Unveiling the emotional depths of Severus Snape through data-driven storytelling.
Tools used: Python, BeautifulSoup, NLTK, Pandas, Matplotlib, Jupyter Notebook
Inspired by childhood memories of Harry Potter, this project uses Python to scrape text about Severus Snape and analyze his emotional landscape through sentiment analysis. By combining web scraping with natural language processing, I decoded the complex feelings and recurring themes in Snape's story.
To extract and analyze textual data about Severus Snape to understand his emotional nuances and identify key words that define his character.
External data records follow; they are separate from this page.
PR #922, opened 2020-08-04
added lucid item usability

kaincenteno:
changed casting time to 1 second and added script, now caskets should be livelier

1 thing missing would be lucid_wings_i and lucid_wings_ii that are still missing. If someone sees this PR and can mimic the same for those 2 items would be awesome =)

Thank you @Omnione  for making caskets available =)

**_I affirm:_**


scripts/globals/items/lucid_elixir_i.lua
```diff
@@ -0,0 +1,20 @@
...
+        return tpz.msg.basic.ITEM_UNABLE_TO_USE_2
+    end
+    return 0
+end
+
+function onItemUse(target)
+    target:addHP((target:getMaxHP()/100)*50*ITEM_POWER)
+    target:addMP((target:getMaxMP()/100)*50*ITEM_POWER)
+    target:messageBasic(tpz.msg.basic.RECOVERS_HP_AND_MP)
+end
```
megberry: add line feed to final lines, to match project standard

scripts/globals/items/lucid_potion_iii.lua
```diff
@@ -0,0 +1,18 @@
...
+
+function onItemCheck(target)
+    if target:getHP() == target:getMaxHP() then
+        return tpz.msg.basic.ITEM_UNABLE_TO_USE
+    end
+    return 0
+end
+
+function onItemUse(target)
+    target:messageBasic(tpz.msg.basic.RECOVERS_HP, 0, target:addHP(1000*ITEM_POWER))
```
wrenffxi: restores 2000 HP

sql/item_usable.sql
```diff
@@ -1623,14 +1623,14 @@ INSERT INTO `item_usable` VALUES (5820,'darkling_bolt_quiver',1,4,55,0,0,0,0,0);
...
-INSERT INTO `item_usable` VALUES (5826,'lucid_potion_iii',1,4,31,0,0,0,0,0);
-INSERT INTO `item_usable` VALUES (5827,'lucid_ether_i',1,4,0,32,0,0,0,0);
-INSERT INTO `item_usable` VALUES (5828,'lucid_ether_ii',1,4,0,33,0,0,0,0);
-INSERT INTO `item_usable` VALUES (5829,'lucid_ether_iii',1,4,0,33,0,0,0,0);
-INSERT INTO `item_usable` VALUES (5830,'lucid_elixir_i',1,4,34,0,0,0,0,0);
-INSERT INTO `item_usable` VALUES (5831,'lucid_elixir_ii',1,4,34,0,0,0,0,0);
+INSERT INTO `item_usable` VALUES (5824,'lucid_potion_i',1,1,30,0,0,0,0,0);
+INSERT INTO `item_usable` VALUES (5825,'lucid_potion_ii',1,1,31,0,0,0,0,0);
+INSERT INTO `item_usable` VALUES (5826,'lucid_potion_iii',1,1,31,0,0,0,0,0);
+INSERT INTO `item_usable` VALUES (5827,'lucid_ether_i',1,1,0,32,0,0,0,0);
```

Using Python libraries like BeautifulSoup, I extracted relevant paragraphs from dedicated fan sites and wikis. The raw text was then cleaned and structured into CSV files for analysis.
Leveraging NLTK's SentimentIntensityAnalyzer, I classified Snape's sentiments into categories such as worry, contempt, anger, and protectiveness. This revealed the emotional texture of his narrative.
Dashboard visualizing sentiment distribution and keyword frequency in Snape’s story.
Word cloud highlighting the most significant words associated with Severus Snape.
This project uncovers the layered emotions of Severus Snape through data science techniques, blending storytelling with analytics to reveal the complexity behind one of literature’s most enigmatic characters.